The deal days of summer — Edgemont's Luke Mitchell on the past, present & future of GI PE investment

At the halfway point of the year, private equity investment is still making inroads into gastroenterology. But summer is heating up and with it could come a swell of investment, if momentum continues as planned.

Here, Luke Mitchell, of investment bank Edgemont Partners, opines on the latest GI PE deals, what's in store for investment in the specialty and how the market got to this point.

Note: Responses were edited for style and clarity. 

Question: What is the current state of the GI PE market?

Luke Mitchell: The market for GI practices is strong. The appetite from investors for high-quality gastroenterology practices of scale continues to be very strong.

There are a lot of sizable groups out there that are evaluating their options, [and while] not all of them check all the boxes an investors requires, I think a lot of them will transact and you'll start to see the pace for add-on acquisitions for the existing platforms increase dramatically throughout 2019-20.

Q: How many more deals can we expect in 2019?

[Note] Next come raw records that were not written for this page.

PR #160, opened 2021-02-08
CD-226 cd-card

left23:
Review of the `cd-card` component

See https://feature.commondesign-unocha-org.ahconu.org/demo#cd-card for an example

### DIFF
--- a/components/README.md
+++ b/components/README.md
@@ -15,7 +15,7 @@ Add a check if you've reviewed the component and it passes the Criteria.
 | cd-button           | :heavy_check_mark:  |                     |
 | cd-byline           | :heavy_check_mark:  |                     |
 | cd-caption          | :heavy_check_mark:  |                     |
-| cd-card             |                     |                     |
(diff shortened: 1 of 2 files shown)


left23:
I noticed in `cd-event` component there should probably be a variant listed on the `cd-card` component as described in README https://github.com/UN-OCHA/common_design/blob/cd-226-design-system/components/cd-event/README.md

lazysoundsystem (approved):
Added 1px to the media query for consistency - if it breaks something, do change it back.

Thinking again about making the whole card clickable, which maybe has more of a case here than in https://github.com/UN-OCHA/common_design/pull/157 - I also found this implementation, which has some other suggestions too: https://inclusive-components.design/cards/

But as it is it works well and is intuitive.

left23:
@lazysoundsystem Should there be a commit from you on this branch?

lazysoundsystem:
Yes, not sure what happened there. Also, edited my last comment - the media query change was for another component.

PR #161, opened 2021-02-08
CD-226 cd-styled-list

left23:
Review of the `cd-styled-list` component

See https://feature.commondesign-unocha-org.ahconu.org/demo#cd-styled-list for an example


lazysoundsystem (approved):
`@todo` in README is half done - there's a grid in the .html file but not the .twig one (and should the .html one be with `ul` and `li` rather than `div`s?)

Suggested changes are whitespace only but for the 1px change in the media query for consistency.

(And again, there's a lot of common ground between this and the other cd-*-lists.)

PR #162, opened 2021-02-08
CD-226 cd-teaser

left23:
Review of the `cd-teaser` component

See https://feature.commondesign-unocha-org.ahconu.org/demo#cd-teaser for an example


lazysoundsystem (approved):
I added the grid from the .html template to .twig and got this screenshot:
image
Looks like we need to add some margin for grid elements and come up with a solution for date ranges.

I don't know how often teasers would be used for events, but we could use icons for time and location.

left23:
I would disregard anything in the html that didn't make it into the corresponding twig file. It usually meant I'd given up or decided against something but forgot to update the html file. Please do ask questions, but typically the twig is the authority because that's what I'm checking via the /demo page template override in Drupal.

In short, while it might be nice to have the teasers work in a grid, it's not currently catered for because a.) maybe in that case they should actually be cards, and b.) I have no evidence this will be useful yet. We can do this on-demand.

I agree the icons would make a nice addition. 

Thanks. I'll add both points to the readme.

PR #163, opened 2021-02-08
CD-226 cd-date

left23:
Review of the `cd-date` component

See https://feature.commondesign-unocha-org.ahconu.org/demo#cd-date for an example


lazysoundsystem (approved):
Less concise, but should it be `cd-date-wrapper` be `cd-date-date-wrapper` to be consistent with `cd-date-day-wrapper`?

left23:
> Less concise, but should it be `cd-date-wrapper` be `cd-date-date-wrapper` to be consistent with `cd-date-day-wrapper`?

I've refactored this to have proper BEM classes. Thanks for pointing it out.

PR #403, opened 2023-06-15
fix: prevent CD Form from applying outside <form> elements

rupl:
# CD-473

## Types of changes

## Description
We had some collisions with [Admin Toolbar](https://www.drupal.org/project/admin_toolbar) and decided the easiest thing to do is prefix our selectors with `form`. All of our use-cases for this component involve true `<form>`s so it seems to be a safe modification.

  1. Test on a Drupal install that uses forms (CD Demo, Sesame, RW)
  1.
  1.
  
  
## Impact
We increased specificity so any CSS overrides might need to be adjusted. Simply add `form` to the selector in the appropriate location and the override will again take effect.

## PR Checklist

### DIFF
--- a/components/cd-form/README.md
+++ b/components/cd-form/README.md
@@ -1,26 +1,19 @@
 # Form
 
 ## Purpose and Usage
-CSS-only component for basic form element styles.
-The current approach is defaulting to browser styles with some CD styles added over
-time as we work on consistency with other properties (RW, HID).
-This means we don't expect it to look the same across every browser.
+CSS-only component for basic form element styles. The current approach is defaulting to browser styles with some CD styles added over time as we work on consistency with other properties (RW, HID). This means we don't expect it to look the same across every browser.
 
 Also endeavour to keep this devoid of rules that have implication to layout,
-where possible.
-
-This can expand as needed. Currently, there are generic and Drupal-specific
-selectors.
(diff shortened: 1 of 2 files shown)


rupl:
@left23 NOT urgent, but I wanted to see if you know of any overrides to this component in Sesame or RW that could be affected. I believe those were the primary projects that resulted in this component. If there are overrides, I'd put together fixes that incorporate these changes. All you have to do is highlight potential issues.

I'll be happy to re-ping about this in a month or so; that was when UNO is wrapping up, IIRC?

left23:
> @left23 NOT urgent, but I wanted to see if you know of any overrides to this component in Sesame or RW that could be affected. I believe those were the primary projects that resulted in this component. If there are overrides, I'd put together fixes that incorporate these changes. All you have to do is highlight potential issues.
> 
> I'll be happy to re-ping about this in a month or so; that was when UNO is wrapping up, IIRC?

@rupl Good question and I am not sure so I would need to look into it. I can do so quickly enough though to at least confirm whether it might be an issue and then you'll know how to proceed. Leave it with me for now please. I'll look into it ASAP.

rupl:
You really don't have to prioritize this! It can wait until UNO is wrapped. I just released a new CD today without the PR and Ralf's problem is solved inside his sub-theme, so there's no rush.

PR #405, opened 2023-06-29
[CD-482] CD Social Links - label and a11y

rupl:
# CD-482

CTC = copy to clipboard.

## Types of changes
- :heavy_check_mark: Breaking change (fix or feature that would cause existing functionality to not work as expected)

## Description
- **Added a label to the Social Links:** we never had one before and UNO wanted one.
- **Refactored the CTC button:** the previous implementation was not accessible at all. It no longer announces the user feedback before the button, instead it uses `div[role=status]` to announce the feedback after clicking. The link has been converted to a button, and the share URL has been moved from `href` to `data-url`.

  1. Observe the label on CD Demo
  1. Turn SR on, when arriving at the CTC button it should ONLY say "Copy URL to clipboard" (translatable)
  1. When clicking CTC button, it should ONLY announce "URL copied to clipboard" (translatable)
  
## Impact
⚠️ **BREAKING CHANGE:** If you've implemented the CD Social Links and used the CTC button, you MUST update your markup to continue using the button.

## PR Checklist


rupl:
@left23 no review required, only FYI.

PR #411, opened 2023-07-03
[CD-481] card image gaps, ARIA roles, demo tweaks

rupl:
## Types of changes

## Description
There used to be a little gap under every Card image. By setting the image to `display:block` we eliminate that gap. Now the visual appearance will match whatever you wrote in code. That is, if you have a flex `gap:1rem`, and a Card container `padding-top:1rem` then it will truly be 2rem instead of a little extra.

  1. Check the demo

Before / after, with Flex item borders overlaid.

CD-481-1-before CD-481-2-after

## Impact
If you relied on an image to be `display:initial` (inline content) then you might have to enforce that explicitly now. Most cards should be unaffected since they use Flex by default.

```css
.cd-card__image img {
  display: initial;
}
```

## PR Checklist

### DIFF
--- a/components/cd-article/cd-article.html
+++ b/components/cd-article/cd-article.html
@@ -41,7 +41,7 @@
 
         </div>
 
-        <aside class="cd-layout__sidebar cd-layout__sidebar--first" role="complementary">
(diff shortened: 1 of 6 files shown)


rupl:
@left23 FYI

LM: I'd say there could be four to five deals to close out this year. There are also a couple big processes that are kicking off just now. I think those will most likely be 2020 transactions.

Q: Why was there such a delay between deals after Audax invested in [Miami-based] Gastro Health in 2016?

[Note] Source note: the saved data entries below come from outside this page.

PR #427, opened 2023-09-14
[CD-489] CD Disclosure component

rupl:
# CD-489

## Types of changes

- :heavy_check_mark: New feature (non-breaking change which adds functionality)

## Description
Dedicated component for content disclosure (show/hide expanded content) with a very down-to-earth name.

  1. I've updated the CD Demo page with the new component. Feel free to try it there on your local. There are a couple commented-out attributes in the template to test different configurations (see README for full list).

## Impact
No impact because it's a new component.

## PR Checklist


common_design.libraries.yml
```diff
@@ -239,6 +239,15 @@ cd-date:
   dependencies:
     - common_design/css-vars-ponyfill
 
+cd-disclosure:
+  css:
+    component:
+      components/cd-disclosure/cd-disclosure.css: {}
+    state:
+      components/cd-disclosure/cd-disclosure-states.css: {}
```
rupl, line 247: I guess another high-level question: worth it to have this "states" file or combine into one component file? Drupal aggregates differently based on this libraries config, so I wanted to give it a spin. But if it seems unweildy, I'm happy to recombine.

components/cd-disclosure/cd-disclosure.js
```diff
@@ -0,0 +1,81 @@
...
+    },
+
+    /**
+     * Set up all Disclosure widgets found in the DOM.
+     *
+     * For our purposes, the `disclosure` element is the wrapped content itself
+     * and the button to toggle it is generated automatically by this script.
+     */
+    initializeDisclosures: function () {
+      let disclosures = document.querySelectorAll('.cd-disclosure');
```
orakili, line 22: We need to set an attribute or class like `cd-closure--processed` and change the selector to exclude processed elements otherwise they may be processed again when the script is loaded again via ajax for example.

components/cd-disclosure/cd-disclosure.js
```diff
@@ -0,0 +1,81 @@
...
+        if (!disclosure.getAttribute('id')) {
+          disclosure.setAttribute('id', disclosureId);
+        }
+
+        // Determine where to place the button.
+        let positionAfter = disclosure.dataset.cdDisclosureInsert === 'after' || false;
+
+        // Determine whether content is shown by default. We consider this the
+        // edge-case so omitting the attribute assumes it is hidden.
+        let contentVisible = disclosure.dataset.cdDisclosureShowByDefault === 'true' || false;
```
orakili, line 39: We should set an initial `cd-disclosure--is-collapsed` or `cd-disclosure--is-expanded` on the element based on this value otherwise those classes are only set when pressing the button.

Also we probably want to remove the attribute.

See also comment about classes above.

components/cd-disclosure/cd-disclosure.css
```diff
@@ -0,0 +1,12 @@
...
+ * CD Disclosure
+ *
+ * This component allows you to implement a show/hide button for content while
+ * retaining a portion of it that is always visible. Typical use-cases are to
+ * show a "teaser" but allow the user to expand a longer-form piece of text.
+ *
+ * @see https://www.w3.org/WAI/ARIA/apg/patterns/disclosure/
+ */
+.cd-disclosure {
+  display: none;
```
orakili, line 11: Not sure about this simple default because that means we need to set the visibility explicitly (the rules with `display:block` in cd-disclosure-states) which may be problematic for the styling of the content because it means an implementor would have to override the rule if they want `display: flex;` for example instead of the `display: block`.

Instead I think we can have the expected behavior with only 1 rule and 1 class (assuming the removal of the `data-cd-disclosure-show-by-default` and the addition of the class as mentioned in the other comment below):

```css
.cd-disclosure:not([data-cd-disclosure-show-by-default="true"], .cd-disclosure--is-expanded) {
  display: none;
}
```

Related to that is hiding the content the best default when javascript is disabled? If not, we could a `.js ` before the rule(s).

components/cd-disclosure/README.md
```diff
@@ -0,0 +1,14 @@
...
+**Minimum requirements**
+
+- `.cd-disclosure` classname. JS will consider any element with this classname to be collapsible content.
+
+**Optional attributes**
+
+- `id`: Set your own custom HTML ID in Twig if you wish. The JS will find it and automatically configure the button to control that ID. If you omit the ID, JS will generate a random one in the form `cd-disclosure--XXXXXXXX`
+- `[data-cd-disclosure-show-by-default]`: set this attribute to `true` if you want the content to show by default, but still create a button that can toggle its visibility. If the attribute is omitted or set to anything except `true` then JS will default to `false`
+- `[data-cd-disclosure-label]`: provide a label for the button. You can combine this with Twig's translation filter to generate multilingual buttons based on page context and available UI String Translations inside Drupal.
+- `[data-cd-disclosure-insert]`: set this attribute to `after` to have the button inserted after your content. If you omit this attribute or supply any value besides `after` it will default to "before".
```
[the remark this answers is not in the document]
orakili: The 2 use cases we have right now are RW and UNO with the button after the content for a "show less/more" type of disclosure. That said I don't have a strong opinion on it but with the current behavior of having the content hidden by default, I would go with `before` as default.

common_design.libraries.yml
orakili: Looking at the number of rules (especially, see other comment about them), I don't think it's worthy to have 2 css files.

components/cd-disclosure/cd-disclosure.js
```diff
@@ -0,0 +1,81 @@
...
+
+        // Extract button label
+        let buttonText = disclosure.dataset.cdDisclosureLabel || 'Toggle content';
+
+        // Create the toggler button.
+        let disclosureButton = document.createElement('button');
+        disclosureButton.setAttribute('aria-controls', disclosureId);
+        disclosureButton.setAttribute('aria-expanded', contentVisible);
+        disclosureButton.innerText = buttonText;
+        disclosureButton.classList.add('cd-button');
```
orakili, line 49: This is missing some classes to be able to style the button (for example to add an arrow icon via `::after` for example) something like `cd-disclosure-toggler`?

components/cd-disclosure/cd-disclosure.js
```diff
@@ -0,0 +1,81 @@
...
+        // edge-case so omitting the attribute assumes it is hidden.
+        let contentVisible = disclosure.dataset.cdDisclosureShowByDefault === 'true' || false;
+
+        // Extract button label
+        let buttonText = disclosure.dataset.cdDisclosureLabel || 'Toggle content';
+
+        // Create the toggler button.
+        let disclosureButton = document.createElement('button');
+        disclosureButton.setAttribute('aria-controls', disclosureId);
+        disclosureButton.setAttribute('aria-expanded', contentVisible);
```
orakili, line 47: I think the button could benefit from an `ID` derived from the `disclosureId` so it can easily be targeted by other javascript (thought that can be done with a `button[aria-controls="ID"]`). (Use cases: RW and UNO which have extra logic for the scrolling to the top of the content).

orakili (changes requested):
Thanks. It's a good start.

components/cd-disclosure/cd-disclosure.js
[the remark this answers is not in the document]
rupl: I actually started out with data attribute only, but switched because one thing that all components in the CD have is that they have a top-level CSS classname, including CD Dropdown. That's why I landed on the solution as written. But I do agree that in terms of how JS functions, using the attribute makes sense.

I've added the data-attr back in, and keep the optional class in the example. The JS will look for the attribute, not the class.

If we ever offered some styling variant, or for example wanted to offer declarative transitions like slide-up/down, then I think we can agree that modifier classes are the established standard, both in our CD codebase and as a general industry convention.

components/cd-disclosure/cd-disclosure.js
```diff
@@ -0,0 +1,81 @@
...
+
+        // Determine where to place the button.
+        let positionAfter = disclosure.dataset.cdDisclosureInsert === 'after' || false;
+
+        // Determine whether content is shown by default. We consider this the
+        // edge-case so omitting the attribute assumes it is hidden.
+        let contentVisible = disclosure.dataset.cdDisclosureShowByDefault === 'true' || false;
+
+        // Extract button label
+        let buttonText = disclosure.dataset.cdDisclosureLabel || 'Toggle content';
```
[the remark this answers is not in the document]
rupl: I can't remember where I read it now, but I found guidance that specifically advises against changing button labels according to state. The example I saw involved a play/pause button for a video player, where the label is "pause" when video plays, but "play" when it's paused.

This isn't the page, but it also avoids changing labels and instead offers a visual cue based on `aria-pressed`: https://www.w3.org/WAI/ARIA/apg/patterns/button/examples/button/

Additionally, the WAI Disclosure pattern also uses a visual cue instead of textual, in the form of a chevron. We could use our `aria-expanded` attribute to provide such a visual cue:
https://www.w3.org/WAI/ARIA/apg/patterns/disclosure/examples/disclosure-image-description/

At any rate, that's why I intentionally excluded the second label. But for now, to keep consistency with Dropdown I will add it in.

components/cd-disclosure/cd-disclosure.css
rupl: Really good point about the `.js` class. I'll take the above suggestions and consolidate into one file.

components/cd-disclosure/cd-disclosure.js
rupl: I'd assumed the button selector you mentioned would be how these things get targeted, but we can add another ID when we create them no problem 👍🏼

components/cd-disclosure/cd-disclosure.js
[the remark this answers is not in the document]
orakili: **Changing labels?**

A recommendation about not changing the label is mentioned in https://inclusive-components.design/toggle-button/ ("Changing labels" section).

The reasoning is sound, yet that feels strange for the use on RW/UNO use case with the button after the content to reveal long content.

I couldn't find really a pattern for a show more/less type of disclosure with the button after the content.

We should probably rethink how it's handled on those sites. Not sure if we want to tackle that as part of the work on this component because we then need to involve the product owners if we change the design/behavior.

As proposed, one option is to add a parameter for a second label like in the cd-dropdown so that this new component can be used almost as is instead of the cd-dropdown on those sites.

However while this parameter would be optional, it's a potential open door to bad practice if changing label is considered as such.

**Alternative**

Alternatively, we could keep the single label attribute and add some extra javascript on those sites to listen to changes on the `aria-expanded` attribute for example to switch the labels to keep the current behavior. They already have a bit of complementary logic that could be extended for that.

This way this `cd-disclosure` component could follow the "best" practices and those sites could keep their current behavior until revisited.

@rupl What do you think?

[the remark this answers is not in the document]
rupl: Nice find, yup that was probably the link I had in mind. I've read that page a couple times over the years.

Yes, we can go with the alternative you proposed. Out of curiosity, what do you have in mind to listen for the attribute's changed value? `MutationObserver`?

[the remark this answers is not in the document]
orakili: Yes, like https://github.com/UN-OCHA/unocha-site/blob/develop/html/themes/custom/common_design_subtheme/templates/modules/unocha_donors/unocha-donors-list--oct-top-donors.html.twig.

components/cd-disclosure/cd-disclosure.js
rupl: I was planning on re-using the attribute inside Dropdown `data-cd-processed` for consistency.

components/cd-disclosure/cd-disclosure.js
rupl: Added a new attribute and docs to README. It still outputs `cd-button` by default, but now you can zero it out with an empty attribute, or add space-separated classes to your heart's desire.

components/cd-disclosure/cd-disclosure.js
rupl: I'm using `cd-for--ID` where it's the full ID of the other element. I like this as a convention we could use in the future, where you can always "find" the toggler ID and vice versa. I took inspiration from HTML `for` attributes on form elements `<label for="my-html-id">Label</label>`

components/cd-disclosure/cd-disclosure.js
```diff
@@ -0,0 +1,81 @@
...
+     * For our purposes, the `disclosure` element is the wrapped content itself
+     * and the button to toggle it is generated automatically by this script.
+     */
+    initializeDisclosures: function () {
+      let disclosures = document.querySelectorAll('.cd-disclosure');
+
+      // All behavior is controlled by data attributes.
+      disclosures.forEach((disclosure) => {
+        // Set a random ID if none is found.
+        let disclosureId = disclosure.getAttribute('id') || this.idPrefix + Math.floor(Math.random(1) * 100000000);
```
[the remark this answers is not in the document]
rupl: tbh I like how linear the component's code is without extra methods, so I went with what I thought were sufficiently unique IDs. I've bumped it from 10 million to 1 trillion and kept the strings shorter by converting to hex. Is that ok?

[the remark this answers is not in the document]
orakili: Sure.

components/cd-disclosure/cd-disclosure.js
orakili: @rupl Bumping this comment.

To work well with the css rule in [components/cd-disclosure/cd-disclosure.css](https://github.com/UN-OCHA/common_design/pull/427/files#diff-f38e08f580263890eccc2b8e4683a8ac7107376e694ddd21f25a86b891bd1f1a), we should:

1. Remove the `data-cd-disclosure-show-by-default` if it is set to true
2. Set `cd-disclosure--is-collapsed` or `cd-disclosure--is-expanded` class depending on the value of the attribute

rupl: Got it, sorry I missed this. Should be good now.

orakili (commented):
@rupl I tested the component as a replacement of the `cd-dropdown` for the disaster description on RW and there are some inconveniences.

The main one is that to detect the expanded/collapsed state, I had to add a mutation observer on the class attribute but because there are 2 changes (ex: removal of the `is-collapsed` and addition of the `is-expanded`), the callback is called twice.

When using the `cd-dropdown`, I could observe the `data-cd-hidden` attribute. Changing its value only triggered 1 event and it was easy to compare the new and old values.

So, if possible, I think it would be nice to add such an attribute (could be something like `data-cd-disclosure-state="expanded/collapsed"`).

We could probably get rid of the `data-cd-disclosure-show-by-default` and instead indicate to set an initial `data-cd-disclosure-state="expanded"` to have he same behavior.

We could also reduce the code by removing completely the `is-collapsed/is-expanded` classes if you are ok with styling based on an attribute instead of classes.

So all in one, I think such an attribute could simplify the js and css code and make it easier to detect the changes on the disclosure element.

What do you think?

rupl:
> the callback is called twice

Ok yeah, that's annoying. TBH I only added classes for both states to get around the fact that it can be expanded by default. Perhaps we should only leverage one of them, `is-collapsed` since that's the JS enhancement (no-JS means it shows by default).

I like the shorter, more clear data attribute you suggested: `data-cd-disclosure-state="expanded"`, but it does sound like it's duplicating the `aria-expanded` attribute of the button (albeit on the expandable element itself). And ultimately our codebase convention is to style components with BEM; that means modifier classes for state.

I'll try to find a combo where `is-expanded` is eliminated, we only use `is-collapsed` and the data attribute is renamed and kept in sync.

rupl:
Ok, I did mostly what I predicted, except the new attribute is `data-cd-disclosure-expanded` — code-wise it means we can use the same boolean as for the button's `aria-expanded` attribute, instead of turning a boolean into an arbitrary string.

The CSS is quite simple now too!

orakili (approved):
Thanks, with the latest modifications, I could reproduce the behavior we had with the `cd-dropdown` on RW with a reasonable amount of code changes.

rupl:
@orakili just an FYI I tried out the "Squash and Merge" option on this PR, so all the commits are flattened into one. Just in case you were using one of the commit hashes in your RW/UNO WIPs.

LM: It's a couple things. Audax was early in the game. When Audax makes a move in physician investment, a lot of other investors take notice. They were also early in a lot of the other physician practice investments, like dermatology.

There've been so many private equity groups that have had success in specialty physician plays. In dermatology, ophthalmology and dental and I think naturally, they look to other sectors where the same value-creation opportunities exist, and where their investment theses or playbook would work well. GI was a pretty natural extension.

Q: Across the nation it seems these PE groups are targeting their own standalone regions. Why is this?

LM: Investors find geographic density a compelling proposition. You get a lot better leverage out of your cost. As you gain regional density, it gives you more clout with payers, who tend to be regionally focused.

It also allows you — as you're acquiring smaller, less sophisticated practices — to get the benefit of all the ancillary services that the platform already offers, but which the add-ons do not. That's been the primary rationale and will continue to be one of the key things for all of these investments.

Q: Will there come a time when two PE groups look to invest in the same market?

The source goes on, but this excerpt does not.